▸ What is expected
Look through the lines below, find those with the word "ErrorType", and copy them.

··· Input

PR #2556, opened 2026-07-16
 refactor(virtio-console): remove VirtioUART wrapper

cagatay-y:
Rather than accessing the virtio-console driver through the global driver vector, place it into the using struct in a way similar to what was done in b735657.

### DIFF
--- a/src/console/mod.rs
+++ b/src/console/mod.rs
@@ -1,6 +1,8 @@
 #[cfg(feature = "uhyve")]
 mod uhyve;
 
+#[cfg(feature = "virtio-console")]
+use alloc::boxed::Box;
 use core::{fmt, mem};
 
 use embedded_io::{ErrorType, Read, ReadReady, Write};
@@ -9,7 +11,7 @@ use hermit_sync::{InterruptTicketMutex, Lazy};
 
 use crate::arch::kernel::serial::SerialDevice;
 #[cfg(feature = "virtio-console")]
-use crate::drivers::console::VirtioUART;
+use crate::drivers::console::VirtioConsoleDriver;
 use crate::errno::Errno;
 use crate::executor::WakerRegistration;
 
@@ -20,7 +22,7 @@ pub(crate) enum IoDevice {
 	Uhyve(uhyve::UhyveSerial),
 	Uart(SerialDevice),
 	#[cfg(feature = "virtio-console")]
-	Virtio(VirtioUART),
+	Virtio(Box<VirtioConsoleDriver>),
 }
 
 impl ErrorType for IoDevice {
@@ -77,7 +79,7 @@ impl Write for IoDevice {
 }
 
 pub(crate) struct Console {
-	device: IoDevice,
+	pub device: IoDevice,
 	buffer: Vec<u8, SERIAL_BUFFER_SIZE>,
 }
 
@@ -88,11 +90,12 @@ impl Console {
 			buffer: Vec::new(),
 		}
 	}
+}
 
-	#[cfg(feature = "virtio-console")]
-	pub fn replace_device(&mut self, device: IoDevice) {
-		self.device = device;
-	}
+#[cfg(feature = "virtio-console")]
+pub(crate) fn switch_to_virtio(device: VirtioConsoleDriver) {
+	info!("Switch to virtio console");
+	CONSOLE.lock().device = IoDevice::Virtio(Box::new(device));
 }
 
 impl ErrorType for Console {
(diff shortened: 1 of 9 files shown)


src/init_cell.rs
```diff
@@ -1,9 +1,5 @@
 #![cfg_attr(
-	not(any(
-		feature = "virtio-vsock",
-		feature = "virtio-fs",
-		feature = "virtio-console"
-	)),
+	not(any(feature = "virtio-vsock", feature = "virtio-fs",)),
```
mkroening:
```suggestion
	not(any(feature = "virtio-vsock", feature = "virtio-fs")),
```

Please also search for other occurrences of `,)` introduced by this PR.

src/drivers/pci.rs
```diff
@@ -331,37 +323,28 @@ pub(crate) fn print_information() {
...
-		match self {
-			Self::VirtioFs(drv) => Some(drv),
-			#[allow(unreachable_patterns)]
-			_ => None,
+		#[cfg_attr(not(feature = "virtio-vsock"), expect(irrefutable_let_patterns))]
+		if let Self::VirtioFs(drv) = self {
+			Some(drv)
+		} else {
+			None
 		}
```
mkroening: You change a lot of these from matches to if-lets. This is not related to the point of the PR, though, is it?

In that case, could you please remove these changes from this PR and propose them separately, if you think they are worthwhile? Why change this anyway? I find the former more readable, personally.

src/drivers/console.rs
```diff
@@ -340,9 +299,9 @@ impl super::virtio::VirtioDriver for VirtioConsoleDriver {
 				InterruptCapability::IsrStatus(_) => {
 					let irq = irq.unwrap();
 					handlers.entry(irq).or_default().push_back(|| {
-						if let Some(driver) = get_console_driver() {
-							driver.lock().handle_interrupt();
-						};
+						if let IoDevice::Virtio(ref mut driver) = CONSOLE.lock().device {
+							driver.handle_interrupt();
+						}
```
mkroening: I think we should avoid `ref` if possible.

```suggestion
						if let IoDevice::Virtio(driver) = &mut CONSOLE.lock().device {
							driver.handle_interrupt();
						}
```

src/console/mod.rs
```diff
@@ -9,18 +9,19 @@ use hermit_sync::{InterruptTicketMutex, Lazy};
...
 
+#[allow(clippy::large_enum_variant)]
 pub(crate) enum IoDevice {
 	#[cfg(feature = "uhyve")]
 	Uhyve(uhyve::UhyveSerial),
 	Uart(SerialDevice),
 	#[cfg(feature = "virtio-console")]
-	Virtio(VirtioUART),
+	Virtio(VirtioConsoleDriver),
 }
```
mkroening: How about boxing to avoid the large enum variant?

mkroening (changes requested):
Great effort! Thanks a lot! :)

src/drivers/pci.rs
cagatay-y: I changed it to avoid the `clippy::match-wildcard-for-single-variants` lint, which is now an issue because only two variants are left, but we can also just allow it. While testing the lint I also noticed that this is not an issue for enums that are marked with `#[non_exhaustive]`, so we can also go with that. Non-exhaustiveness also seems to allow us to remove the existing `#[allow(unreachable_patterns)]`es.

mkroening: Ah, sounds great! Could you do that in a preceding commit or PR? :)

······

▸ Solution to this problem
 use embedded_io::{ErrorType, Read, ReadReady, Write};
 impl ErrorType for IoDevice {
 impl ErrorType for Console {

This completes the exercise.